# Berghoff -- anyone heard of this brand?



## Anonymous (May 15, 2003)

Recently I received a set of Berghoff cookware.  The set looks really nice, but I've never heard of it before?  Has anyone heard of this brand?  If so, what have you heard.  

Here's the stats on the set that I received:

High quality 18/10 AISI 304-2B surgical stainless steel. Inside and outside mirror polish finish. Black phenolic handle thermo knob (Pat.No. DM/054675 150332AB). Stainless steel cut edge cover. Body straight shape with cut edge, and with 5 layer sandwich bottom (Pat.No. PCI/8301/00194). 18/0 Protector good for induction stoves. Warranty card, Leaflet, and Instruction booklet.
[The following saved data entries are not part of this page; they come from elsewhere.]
PR #403, opened 2015-11-04
also display the currently active bookmark (if any) in mercurial

hcgraf:
In Mercurial, "bookmarks" is the concept which closely resembles "branches" in git.
(real mercurial "branches" are part of a commits metadata, afaik there is nothing like that in git)

Many developers use bookmarks instead of named branches, so the display of the current branch is not very useful for them.

This PR checks if there is an active bookmark in the current repository ("active" means it would be moved with a commit).
If so, the bookmark name will be shown together with the branch name as `branch`,`bookmark`.
If there is no currently active bookmark, only `branch` (no trailing comma) will be shown.

Tested with bash & zsh.

### DIFF
--- a/liquidprompt
+++ b/liquidprompt
@@ -905,6 +905,13 @@ _lp_hg_branch_color()
     branch="$(_lp_hg_branch)"
     if [[ -n "$branch" ]]; then
 
+        # extract currently active bookmark, if any
+        local bookmark
+        bookmark="$(hg bookmarks | sed -n 's/^ \* \(.*[^ ]\) *[0-9]\+:[0-9a-f]*$/\1/p')"
+        if [[ -n "$bookmark" ]]; then
+            bookmark=",$(_lp_escape "$bookmark")"
+        fi
+
         local has_untracked
         has_untracked=
         if hg status -u 2>/dev/null | \grep -q '^\?' >/dev/null ; then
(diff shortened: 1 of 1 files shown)


dolmen:
As I'm not a Mercurial user, I'm asking feedback from users of liquidprompt with Mercurial:
@rubenorta @orieux @ahmedtd @livet0ski @jaesivsm @Guid75 @cykl

nedbat:
I tried this on my Mac, and it did not find bookmarks.  It worked if I changed the sed line:
```
diff --git a/liquidprompt b/liquidprompt
index f6dcab9..0167f55 100755
--- a/liquidprompt
+++ b/liquidprompt
@@ -907,7 +907,7 @@ _lp_hg_branch_color()
 
         # extract currently active bookmark, if any
         local bookmark
-        bookmark="$(hg bookmarks | sed -n 's/^ \* \(.*[^ ]\) *[0-9]\+:[0-9a-f]*$/\1/p')"
+        bookmark="$(hg bookmarks | sed -n 's/^ \* \([^ ][^ ]*\) *[0-9][0-9]*:[0-9a-f]*$/\1/p')"
         if [[ -n "$bookmark" ]]; then
             bookmark=",$(_lp_escape "$bookmark")"
         fi
```

hcgraf:
Thanks for the feedback!

So, mac-sed doesn't know '\+' for '1 for more repetitions'?
And bookmarks may actually contain spaces, you are missing that case...

Does it work if you only replace '\+' by '*'?

Am 14. November 2015 13:55:40 MEZ, schrieb Ned Batchelder <notifications@github.com>:

nedbat:
I tried it with a bookmark with spaces, and you are right, my line wasn't good.  This one works:
```
        bookmark="$(hg bookmarks | sed -n 's/^ \* \(.*[^ ]\) * [0-9][0-9]*:[0-9a-f]*$/\1/p')"
```

hcgraf:
OK, I changed the PR to avoid GNU extensions in the regex.
Thanks again for the feedback!

milouse:
You should use the command `hg --color=never bookmarks -ql .` instead of sed to retrieve current bookmark name.

Rycieos:
#627 was merged instead. But thanks for the suggestion!

[v2.0.0-beta.1](https://github.com/nojhan/liquidprompt/releases/tag/v2.0.0-beta.1) now contains [`_lp_hg_bookmark()`](https://liquidprompt.readthedocs.io/en/v2.0.0-beta.1/functions/data/vcs.html#lp_hg_bookmark), and the use of that data function is in [`_lp_vcs_details_color()`](https://liquidprompt.readthedocs.io/en/v2.0.0-beta.1/functions/theme.html#lp_vcs_details_color), which will display in the default theme.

Royale Elegance - Item No.1117072
Berghoff-usa.com

THANKS!
Krissy


----------



## Anonymous (Jun 26, 2003)

*Berghoff*

I purchased a small set of Berghoff from e-bay because I was looking for a set of waterless cookware.  I like it, but did not get any instructions and have had to teach myself how to cook with it.  I think I would have been happier with a company with some online recipes, etc.  I believe Berghoff has a website, but the last time I checked, it was not very helpful for cooking tips and recipes.  I think if I had it to do over, I would have purchased a better known brand of waterless, like Saladmaster, etc.  In my city, they have cooking classes, etc.


----------